# Concepts – Intensional and Extensional. Let us start in this fashion: objects to which concepts apply (or not). The first step in arriving at a theory for this situation is, to assume that the objects in question are completely arbitrary (as urelements in set theory). This assumption is evidently wrong in empirical experience as also in mathematics itself, e.g., in function theory. So to admit this assumption forces us to build our own theory of sets to take care of the case of complex objects later on.

Concepts are normally given to us by linguistic expressions, disregarding by abstraction the origin of languages or signals or what have you. Now we can develop a theory of concepts as follows. We idealize our language by fixing a vocabulary together with logical operators and formulate expressions for classes, functions, and relations in the way of the λ-calculus. Here we have actually a theory of concepts, understood intensionally. Note that the extensional point of view is by no means lost, since we read for e.g., λx,yR(x,y) as the relation R over a domain of urelements; but either R is in the vocabulary or given by a composed expression in our logical language; equality does not refer to equal extensions but to logical equivalence and reduction processes. By the way, there is no hindrance to apply λ-expressions again to λ-expressions so that hierarchies of concepts can be included.

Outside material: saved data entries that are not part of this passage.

PR #8432, opened 2026-07-25
scripts: add Minikube as an alternative local deployment driver

FaisalAl-Rayes:
## Summary

- Adds `DEPLOY_DRIVER=minikube` support to `scripts/deploy-local.sh`, making it the single entry point for both Kind and Minikube local deployments
- Moves `scripts/minikube/setup-minikube-local-cluster.sh` up to `scripts/` to sit symmetrically alongside `scripts/setup-kind-local-cluster.sh`
- Removes `scripts/minikube/deploy-local.sh` thin wrapper — callers use `DEPLOY_DRIVER=minikube ./scripts/deploy-local.sh` directly
- Updates all internal path and comment references accordingly

## Test plan

- [ ] `./scripts/deploy-local.sh` (default Kind path) continues to work unchanged
- [ ] `DEPLOY_DRIVER=minikube ./scripts/deploy-local.sh` spins up a Minikube cluster and deploys Konflux
- [ ] `DEPLOY_DRIVER=invalid` exits with a clear error message
- [ ] Existing `DEPLOY_LOCAL_SKIP_KIND=1` env var still works (aliased to `DEPLOY_LOCAL_SKIP_CLUSTER`)

### DIFF
--- a/scripts/deploy-local.sh
+++ b/scripts/deploy-local.sh
@@ -3,18 +3,19 @@
 # Deploy Konflux for Local Development
 #
 # This script provides a one-command local development deployment of Konflux
-# on a Kind cluster. It's designed for LOCAL DEVELOPMENT CONVENIENCE ONLY.
+# on a Kind or Minikube cluster. It's designed for LOCAL DEVELOPMENT
+# CONVENIENCE ONLY.
 #
 # For production deployments on real clusters, see docs/operator-deployment.md
 #
 # What this script does:
-#  1. Creates a Kind cluster with proper configuration
+#  1. Creates a Kind/Minikube cluster with proper configuration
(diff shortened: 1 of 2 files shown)


yftacherzog:
Hi @FaisalAl-Rayes,
Thank you for exploring this!

I think that if we're going towards another deployment driver, we might want to check something more lightweight comparing to Kind/Minikube. k3s/k3d was suggested in the past, but was not explored thoroughly enough.

The reason being that with Kind, we're already on the edge of maxing the resources of the free GitHub runners. Not sure if minikube will take us one way or the other with that, but some more lightweight approaches might.

Whatever we pick, it needs to be something that runs in CI as well so we test it for regressions on every change.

Another approach to the question of obtaining a theory of concepts is the algebraic one. Here introducing variables for extensions over a domain of urelements, and calling them classes helps develop the axiomatic class calculus. Adding (two-place) relations again with axioms, and we can obtain the relation calculus. One could go a step further to polyadic algebra. These theories do not have a prominent role nowadays, if one compares them with the λ-calculus or set theory. This is probably due to the circumstance that it seems difficult, not to say actually against the proper idea behind these theories, to allow iteration in the sense of classes of classes, etc.

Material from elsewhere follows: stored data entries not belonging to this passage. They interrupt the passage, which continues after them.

PR #8442, opened 2026-07-26
fix(docs): close apply-konflux-cr code fence

### LINKED ISSUE #8441: Fix broken code fence in apply-konflux-cr docs
The bash block at the end of `operator/docs/content/docs/guides/apply-konflux-cr.md` closes with four backticks instead of three. Change ` ```` ` to ` ``` ` so the page renders correctly.

false200:
Fixes: #8441


yftacherzog (approved):

false200:
Here the e2e failure looks unrelated to this change as it's only a markdown fence fix in applykonfluxcr.md.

For the mathematical purposes and for the use of logics, the appropriate way is to restrict a theory of concepts to a theory of their extensions. This has a good reason, since in an abstract theory we are interested in being as neutral as possible with respect to a description or factual theory given beforehand. There is a philosophical principle behind this, namely that logical (and in this case set theoretical) assumptions should be as far as possible distinguishable from any factual or descriptive assumption.